- **Excerpted records**:
[Start of section]
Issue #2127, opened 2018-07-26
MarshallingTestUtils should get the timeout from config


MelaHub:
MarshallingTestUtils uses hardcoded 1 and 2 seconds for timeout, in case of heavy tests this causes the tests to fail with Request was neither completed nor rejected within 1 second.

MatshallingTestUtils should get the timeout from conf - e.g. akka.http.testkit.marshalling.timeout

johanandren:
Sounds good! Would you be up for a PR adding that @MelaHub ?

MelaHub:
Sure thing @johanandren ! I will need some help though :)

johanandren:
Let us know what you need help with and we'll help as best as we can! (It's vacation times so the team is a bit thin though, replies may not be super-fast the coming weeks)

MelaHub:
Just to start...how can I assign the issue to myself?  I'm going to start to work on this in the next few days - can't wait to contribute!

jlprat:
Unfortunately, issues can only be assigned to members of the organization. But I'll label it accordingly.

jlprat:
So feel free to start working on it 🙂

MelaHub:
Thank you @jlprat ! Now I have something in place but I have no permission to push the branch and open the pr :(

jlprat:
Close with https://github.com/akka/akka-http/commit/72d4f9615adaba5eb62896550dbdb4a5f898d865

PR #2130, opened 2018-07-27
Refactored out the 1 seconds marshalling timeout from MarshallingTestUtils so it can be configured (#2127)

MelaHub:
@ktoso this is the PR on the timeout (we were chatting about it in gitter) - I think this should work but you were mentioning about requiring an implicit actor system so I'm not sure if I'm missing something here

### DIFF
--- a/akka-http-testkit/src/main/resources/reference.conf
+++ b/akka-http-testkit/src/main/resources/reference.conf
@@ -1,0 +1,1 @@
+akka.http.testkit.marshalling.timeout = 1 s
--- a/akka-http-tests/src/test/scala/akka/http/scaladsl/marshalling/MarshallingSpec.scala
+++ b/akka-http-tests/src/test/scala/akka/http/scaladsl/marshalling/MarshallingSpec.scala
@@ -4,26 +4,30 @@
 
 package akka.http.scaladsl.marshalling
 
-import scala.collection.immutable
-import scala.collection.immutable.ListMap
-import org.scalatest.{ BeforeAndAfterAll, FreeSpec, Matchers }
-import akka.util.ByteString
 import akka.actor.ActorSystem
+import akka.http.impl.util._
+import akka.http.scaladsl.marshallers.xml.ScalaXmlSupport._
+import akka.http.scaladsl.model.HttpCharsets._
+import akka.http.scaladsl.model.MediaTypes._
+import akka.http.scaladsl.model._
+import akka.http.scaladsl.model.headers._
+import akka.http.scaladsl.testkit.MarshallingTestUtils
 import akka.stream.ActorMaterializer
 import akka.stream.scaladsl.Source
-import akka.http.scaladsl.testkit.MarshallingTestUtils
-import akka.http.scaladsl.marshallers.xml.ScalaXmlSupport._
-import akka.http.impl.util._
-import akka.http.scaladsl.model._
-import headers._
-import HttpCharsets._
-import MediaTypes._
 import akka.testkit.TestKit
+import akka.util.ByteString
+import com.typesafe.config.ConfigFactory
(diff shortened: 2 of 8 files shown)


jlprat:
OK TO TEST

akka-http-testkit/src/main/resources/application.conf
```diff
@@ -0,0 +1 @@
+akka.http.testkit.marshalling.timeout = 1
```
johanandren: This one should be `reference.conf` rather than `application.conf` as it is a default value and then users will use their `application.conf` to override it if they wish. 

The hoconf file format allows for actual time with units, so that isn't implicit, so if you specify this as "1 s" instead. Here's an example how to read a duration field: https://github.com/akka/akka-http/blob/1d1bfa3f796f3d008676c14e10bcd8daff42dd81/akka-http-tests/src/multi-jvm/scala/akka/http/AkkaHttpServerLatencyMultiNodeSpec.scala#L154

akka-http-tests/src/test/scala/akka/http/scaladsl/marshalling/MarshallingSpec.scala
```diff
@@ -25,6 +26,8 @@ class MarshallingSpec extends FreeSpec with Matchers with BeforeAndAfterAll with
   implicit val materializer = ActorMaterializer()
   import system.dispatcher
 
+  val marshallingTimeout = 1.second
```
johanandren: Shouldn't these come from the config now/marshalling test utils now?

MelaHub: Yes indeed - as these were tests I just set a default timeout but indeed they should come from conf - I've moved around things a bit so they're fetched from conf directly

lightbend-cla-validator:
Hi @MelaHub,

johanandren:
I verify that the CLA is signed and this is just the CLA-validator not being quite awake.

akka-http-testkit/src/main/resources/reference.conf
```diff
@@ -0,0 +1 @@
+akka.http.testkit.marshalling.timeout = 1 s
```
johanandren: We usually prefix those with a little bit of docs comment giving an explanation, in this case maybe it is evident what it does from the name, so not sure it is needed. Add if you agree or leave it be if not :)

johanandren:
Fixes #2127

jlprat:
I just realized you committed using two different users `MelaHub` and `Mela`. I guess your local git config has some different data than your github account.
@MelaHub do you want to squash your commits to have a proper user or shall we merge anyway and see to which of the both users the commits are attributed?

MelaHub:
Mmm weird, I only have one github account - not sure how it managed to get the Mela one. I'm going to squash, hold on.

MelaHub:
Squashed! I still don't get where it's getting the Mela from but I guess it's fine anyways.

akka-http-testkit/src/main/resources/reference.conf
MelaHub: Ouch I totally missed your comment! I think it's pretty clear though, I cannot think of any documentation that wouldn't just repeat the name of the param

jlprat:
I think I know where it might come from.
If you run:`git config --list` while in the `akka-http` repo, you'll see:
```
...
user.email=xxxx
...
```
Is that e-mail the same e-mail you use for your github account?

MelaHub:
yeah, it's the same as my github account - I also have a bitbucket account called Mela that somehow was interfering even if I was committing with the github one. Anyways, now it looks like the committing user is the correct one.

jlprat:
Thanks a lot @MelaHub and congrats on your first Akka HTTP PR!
[End of section]
[Start of section]
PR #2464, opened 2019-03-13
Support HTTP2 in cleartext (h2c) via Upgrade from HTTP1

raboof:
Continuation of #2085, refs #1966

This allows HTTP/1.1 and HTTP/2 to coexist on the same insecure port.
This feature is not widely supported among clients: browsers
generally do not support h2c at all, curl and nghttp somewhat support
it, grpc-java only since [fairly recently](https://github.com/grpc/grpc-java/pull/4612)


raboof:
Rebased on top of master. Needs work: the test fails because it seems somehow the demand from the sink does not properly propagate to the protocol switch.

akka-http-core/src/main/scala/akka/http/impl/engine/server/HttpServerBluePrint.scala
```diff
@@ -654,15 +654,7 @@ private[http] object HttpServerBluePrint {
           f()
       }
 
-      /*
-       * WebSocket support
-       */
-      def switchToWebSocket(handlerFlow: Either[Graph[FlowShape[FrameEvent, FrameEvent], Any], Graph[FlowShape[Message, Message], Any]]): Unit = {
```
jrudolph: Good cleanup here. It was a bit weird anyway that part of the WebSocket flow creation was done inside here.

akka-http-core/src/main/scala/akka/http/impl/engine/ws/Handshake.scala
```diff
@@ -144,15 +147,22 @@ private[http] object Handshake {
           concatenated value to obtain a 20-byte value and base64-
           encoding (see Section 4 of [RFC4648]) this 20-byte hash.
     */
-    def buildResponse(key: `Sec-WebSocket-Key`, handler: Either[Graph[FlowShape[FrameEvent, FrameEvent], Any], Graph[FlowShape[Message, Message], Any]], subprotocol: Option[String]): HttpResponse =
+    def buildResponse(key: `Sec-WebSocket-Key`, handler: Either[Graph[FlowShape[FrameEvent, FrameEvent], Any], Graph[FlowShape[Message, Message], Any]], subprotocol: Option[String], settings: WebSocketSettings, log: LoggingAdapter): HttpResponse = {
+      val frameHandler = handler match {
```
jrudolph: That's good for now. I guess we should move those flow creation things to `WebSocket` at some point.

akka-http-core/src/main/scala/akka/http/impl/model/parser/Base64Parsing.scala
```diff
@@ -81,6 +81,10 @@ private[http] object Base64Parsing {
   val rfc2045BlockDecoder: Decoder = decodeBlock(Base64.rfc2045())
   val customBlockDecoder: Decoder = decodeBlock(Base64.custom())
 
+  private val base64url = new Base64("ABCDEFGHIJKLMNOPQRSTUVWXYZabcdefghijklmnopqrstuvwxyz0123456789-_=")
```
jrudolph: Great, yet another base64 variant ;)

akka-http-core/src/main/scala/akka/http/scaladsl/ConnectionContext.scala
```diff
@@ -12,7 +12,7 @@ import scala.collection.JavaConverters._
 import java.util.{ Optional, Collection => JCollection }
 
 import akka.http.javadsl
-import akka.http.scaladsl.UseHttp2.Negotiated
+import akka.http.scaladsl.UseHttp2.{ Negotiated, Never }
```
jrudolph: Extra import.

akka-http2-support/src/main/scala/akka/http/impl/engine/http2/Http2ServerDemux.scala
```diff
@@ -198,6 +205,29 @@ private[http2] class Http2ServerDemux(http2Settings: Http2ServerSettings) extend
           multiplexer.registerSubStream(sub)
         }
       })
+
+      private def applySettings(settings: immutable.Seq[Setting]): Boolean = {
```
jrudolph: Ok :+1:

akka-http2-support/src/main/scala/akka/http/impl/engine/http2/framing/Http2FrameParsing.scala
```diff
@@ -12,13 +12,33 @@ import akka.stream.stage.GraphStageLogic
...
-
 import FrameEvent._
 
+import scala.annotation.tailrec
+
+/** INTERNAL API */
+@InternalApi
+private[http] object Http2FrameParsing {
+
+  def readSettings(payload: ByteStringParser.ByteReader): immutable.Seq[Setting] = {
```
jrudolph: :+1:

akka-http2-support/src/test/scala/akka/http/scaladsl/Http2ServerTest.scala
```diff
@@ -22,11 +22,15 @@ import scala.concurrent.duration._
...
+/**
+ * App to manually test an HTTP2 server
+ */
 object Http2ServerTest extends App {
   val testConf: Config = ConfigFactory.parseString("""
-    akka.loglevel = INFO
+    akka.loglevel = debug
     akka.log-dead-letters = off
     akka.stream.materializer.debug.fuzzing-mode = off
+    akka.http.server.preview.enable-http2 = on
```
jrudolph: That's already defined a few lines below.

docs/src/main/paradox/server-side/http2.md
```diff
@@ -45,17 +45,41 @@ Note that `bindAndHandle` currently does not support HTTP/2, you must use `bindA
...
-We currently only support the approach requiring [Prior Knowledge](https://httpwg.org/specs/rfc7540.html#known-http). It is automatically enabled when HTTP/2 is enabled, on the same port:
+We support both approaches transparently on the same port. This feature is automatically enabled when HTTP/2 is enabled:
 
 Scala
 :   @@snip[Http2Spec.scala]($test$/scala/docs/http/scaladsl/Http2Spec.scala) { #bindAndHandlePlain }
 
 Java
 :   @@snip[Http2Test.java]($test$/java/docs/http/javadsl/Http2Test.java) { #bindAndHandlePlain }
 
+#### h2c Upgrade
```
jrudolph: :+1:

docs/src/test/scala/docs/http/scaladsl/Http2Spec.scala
[End of section]
- **Problem description**:
Taking the listing above as the source, transcribe only the lines starting at the line with "MelaHub: Ouch I" and going through the line with "Thanks a lot", unaltered and with both ends included.

- **Worked solution**:
MelaHub: Ouch I totally missed your comment! I think it's pretty clear though, I cannot think of any documentation that wouldn't just repeat the name of the param

jlprat:
I think I know where it might come from.
If you run:`git config --list` while in the `akka-http` repo, you'll see:
```
...
user.email=xxxx
...
```
Is that e-mail the same e-mail you use for your github account?

MelaHub:
yeah, it's the same as my github account - I also have a bitbucket account called Mela that somehow was interfering even if I was committing with the github one. Anyways, now it looks like the committing user is the correct one.

jlprat:
Thanks a lot @MelaHub and congrats on your first Akka HTTP PR!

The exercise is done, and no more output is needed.